- _YOUR ASSIGNMENT_
Lines in the listing under this task are to be copied exactly.

- _DATA FOR PROCESSING_
PR #1563, opened 2018-12-10
Fix style for quiz choices

lfaucon:
The choices for MCQ where not aligned properly (I think since we upgraded MUI)


houshuang:
Added all these 3 into my larger PR.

- _ANSWER TO THIS TASK_
PR #1563, opened 2018-12-10
Fix style for quiz choices

lfaucon:
The choices for MCQ where not aligned properly (I think since we upgraded MUI)


houshuang:
Added all these 3 into my larger PR.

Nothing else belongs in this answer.